BAT has been working in partnership with both the local police and SSAB to examine different steels to resist blasting. “We’ve done a lot of blast testing here locally with the police and trying different steels out. And I think we found some good formulas, and that’s also been with the input from SSAB and the blast specialists that they have. Specifically, in Finland and Sweden, so it’s been collaborative,” says Kerlen. “We show them the results and say, ‘that’s great. Look at that. Look at this. Maybe that could be better. Maybe that thickness? Maybe that’s up to design.’ And we’ve been very successful in South Africa, to try and mitigate the blast threat.”

Future trends for armour protection

Kerlen says that unfortunately, he sees blasting as a trend: “These are career criminals that would be attacking these vehicles so they would move to stealing cigarettes or cell phones. I think that’s the one trend that we’re going to be seeing. Blasting is obviously a new trend, and it’s not going to stop in South Africa. And there are also things that would go outside of our business model, like embassies or corporates that might be a bit more wary in future, due to global terrorist threats, [which are] going to need high levels of protection.”

For BAT, looking forward Kerlen is contented with his current strategy of steady growth. “I implemented a strategy about four or five years ago, which we are still busy with at this stage. We’ve grown quite dramatically, and we’ve come up with some solutions from a technical point of view for blasting. I think that’s our next big challenge – to perfect that and to expand that into different products.

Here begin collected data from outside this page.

PR #177, opened 2020-04-26
More flexible input lifetime

ltratt:
This is based on https://github.com/softdevteam/grmtools/pull/174: it tries to decouple the lifetime of a lexer from its input. That PR is a work of near genius: I simply would not have imagined that the outcome it achieves is possible without the PR as a proof-of-existence. The only minor problem was that I couldn't work out how it achieved its effect. I therefore tried to simplify the PR, but didn't get very far. I then tried reimplementing it, and didn't get very far with that either.

This PR is the result of me taking a different approach. First I simplified and unified the existing lifetimes in grmtools, because there were several inconsistencies, which I thought might be responsible for some of the pain in #174. Once that was done I could then add an explicit `'input` lifetime in https://github.com/softdevteam/grmtools/commit/91dab3fd5f21347e87441bb7c1b34493d519ac58 which I *think* achieves the same effect as #174. Certainly it is enough to allow this program to now compile:

```rust
      fn main() {
          let lexerdef = t_l::lexerdef();
          let input = "a";
          let t = {
              let lexer = lexerdef.lexer(&input);
              let lx = lexer.iter().next().unwrap().unwrap();
              lexer.span_str(lx.span())
          };
      }
```

where previously rustc would complain:

```
error[E0597]: `lexer` does not live long enough
  --> src/main.rs:12:9
   |
9  |     let t = {
   |         - borrow later stored here
...
12 |         lexer.span_str(lx.span())
   |         ^^^^^ borrowed value does not live long enough
13 |     };
   |     - `lexer` dropped here while still borrowed

```

However, I am not sure if this PR is able to handle all the same cases as #174. I'm hoping that @valarauca will be able to let me know if this solves the problem that led him to create #174.

### DIFF
--- a/CHANGES.md
+++ b/CHANGES.md
@@ -1,3 +1,31 @@
+# grmtools 0.7.0 (2020-XX-XX)
+
+## Breaking change
+
+* `Lexer` now takes a lifetime `'input` which allows the input to last longer
+  than the `Lexer` itself. `Lexer::span_str` and `Lexer::span_lines_str` have
+  changed from:
+    ```rustc
+    fn span_str(&self, span: Span) -> &str;
+    fn span_lines_str(&self, span: Span) -> &str;
+    ```
+  to:
+    ```rustc
+    fn span_str(&self, span: Span) -> &'input str;
+    fn span_lines_str(&self, span: Span) -> &'input str;
+    ```
+  This change allows users to throw away the `Lexer` but still keep around
+  structures (e.g. ASTs) which reference the user's input.
+
+  rustc infers the `'input` lifetime in some situations but not others,
+  so if you get an error:
+    ```
+    error[E0106]: missing lifetime specifier
+    ```
+  then it is likely that you need to change a type from `Lexer` to
+  `Lexer<'input>`.
+
+
 # grmtools 0.6.2 (2020-03-22)
 
 * Fix two Clippy warnings and suppress two others.
--- a/lrlex/src/lib/lexer.rs
+++ b/lrlex/src/lib/lexer.rs
@@ -1,6 +1,7 @@
 use std::{
     collections::{HashMap, HashSet},
     hash::Hash,
+    marker::PhantomData,
     slice::Iter
 };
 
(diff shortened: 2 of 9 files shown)


valarauca:
It does not.

The minimal test case you want to use is something like:

```rust

lrlex_mod!("my_lexer_module");
lrpar_mod!("my_parser_module");

pub fn parse_my_data<'a>(input: &'a str) -> Option<crate::my_parser_module::ParseResult<'a>> {
    let lexer_def = crate::my_lexer_module::lexerdef();
    let l = lexer_def.lexer(input);
    match crate::my_parser_module::parser(&l) {
        (Option::Some(Ok(x)),_) => Some(x),
        _ => None
    }
}
```

I roughly implemented [that here](https://github.com/valarauca/trollparse/blob/cody/testing_flexible_lifetimes/src/lib.rs#L35-#L43). It gives me: `error[E0597]`. That's same case I used for testing the change I pushed to this project.

The critical issue I believe is [here](https://github.com/ltratt/grmtools/blob/more_flexible_input_lifetime/lrpar/src/lib/lex.rs#L39). The resulting trait needs to track 2 separate lifetimes, the [input source lexer itself](https://github.com/valarauca/grmtools/blob/master/lrpar/src/lib/lex.rs#L39) need to have separate lifetimes.


This is why the lifetimes tend to "_explode_" when you get to internal types as you're borrowing 2 lifetimes explicitly, [so you need a 3rd lifetime](https://github.com/valarauca/grmtools/blob/master/lrpar/src/lib/ctbuilder.rs#L464). Then later in `Parser` you borrow the same 2 lifetimes, soyou still need a 3rd. But since everything doesn't [live the same amount of time (borrowing in multiple places)](https://github.com/valarauca/grmtools/blob/master/lrpar/src/lib/parser.rs#L741), you [need a 4th lifetime](https://github.com/valarauca/grmtools/blob/master/lrpar/src/lib/parser.rs#L89) to ensure the compiler is aware each borrow in `Parser` isn't identical.

ltratt:
OK, I can see what your example is doing now. Clearly I haven't yet fully understood #174 yet! I'll keep at it -- this is fascinating stuff!

ltratt:
@valarauca https://github.com/softdevteam/grmtools/pull/177/commits/c8155248730e5f7553b2e8b1fa84eeeea7412a07 now allows your example to compile. I did engage in one cheat, changing `lrlex::LexerDef` from:

```rustc
    pub fn lexer(&self, s: &str) -> impl Lexer<StorageT> {
        LRLexer::new(self, s)
    }
```

to:

```
    pub fn lexer<'lexer, 'input: 'lexer>(
        &'lexer self,
        s: &'input str
    ) -> LRLexer<'lexer, 'input, StorageT> {
        LRLexer::new(self, s)
```

AFAICS the only reason to do this is so that `Lexer` only needs an `'input` lifetime (and not a `'lexer` lifetime as well) -- I don't *think* it saves us from adding extra lifetimes internally. Warning: I might be wrong.

Do you think this commit is flexible enough or are there other things that it doesn't allow to compile?

valarauca:
Sure I'll give it a shot

valarauca:
I depended on `4bc7ee3` and it worked :D

ltratt:
@valarauca  Cool, thanks so much for trying this -- I really can't emphasise enough how much of an eye-opener your PR has been for me!

I hate doing this (because I would dislike it being done to me), but I think this PR, as it's simpler, is probably the better candidate for merger relative to #174. Are you OK with that? And do you have any comments on any of the code? If we do end up merging this PR, I'd like to make sure it's as good as it can be.

valarauca:
> Are you OK with that? 

Of course. I can close #174 it is nbd. 

> And do you have any comments on any of the code?

I took a look across it; LGTM.

Thanks for your hard work and help getting this ready to go 👍

ltratt:
Thanks for being a good sport @valarauca ! I'm going to ask @ptersilie to do a lightweight review of the PR, but since you're happy with it, I expect that will be a simple task for him.

@ptersilie I will need to squash at least one commit away before merging.

ptersilie:
Typo in commit 8d4138246e7628e0e00fdae0b1d13e103528d3b2? `probably be easier to change it [in] one go later.`

ltratt:
Agreed.

ptersilie:
Just one minor typo which you can fix during squashing. Another thought I had was, since this PR is based on @valarauca's work, maybe we could add him as a co-author to some of the commits where that makes sense? Thoughts?

ltratt:
Excellent idea! Let me squash and do that at the same time.

ptersilie:
Ok, please go ahead.

ltratt:
OK, done: I've added @valarauca to the first two commits as those are clearly based off his work (I feel I should shoulder the blame for the latter commits!) and squashed.

ltratt:
Oops! That last commit will need squashing.

bors try

ptersilie:
Please squash.

ltratt:
Squashed.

“We’re still well into our strategy, which incorporates growing the markets vertically as well as horizontally, and so it’ll be a bigger focus on Africa. The market is relatively small compared to South Africa, but small drops make a river. [Some African countries] are now starting to get legislation – mandatory specifications for armoured vehicles. And I think we’ve got a unique solution for Europe, but I don’t think I’m going to be doing Europe anytime soon. I mean we’ve got quite a big market here.”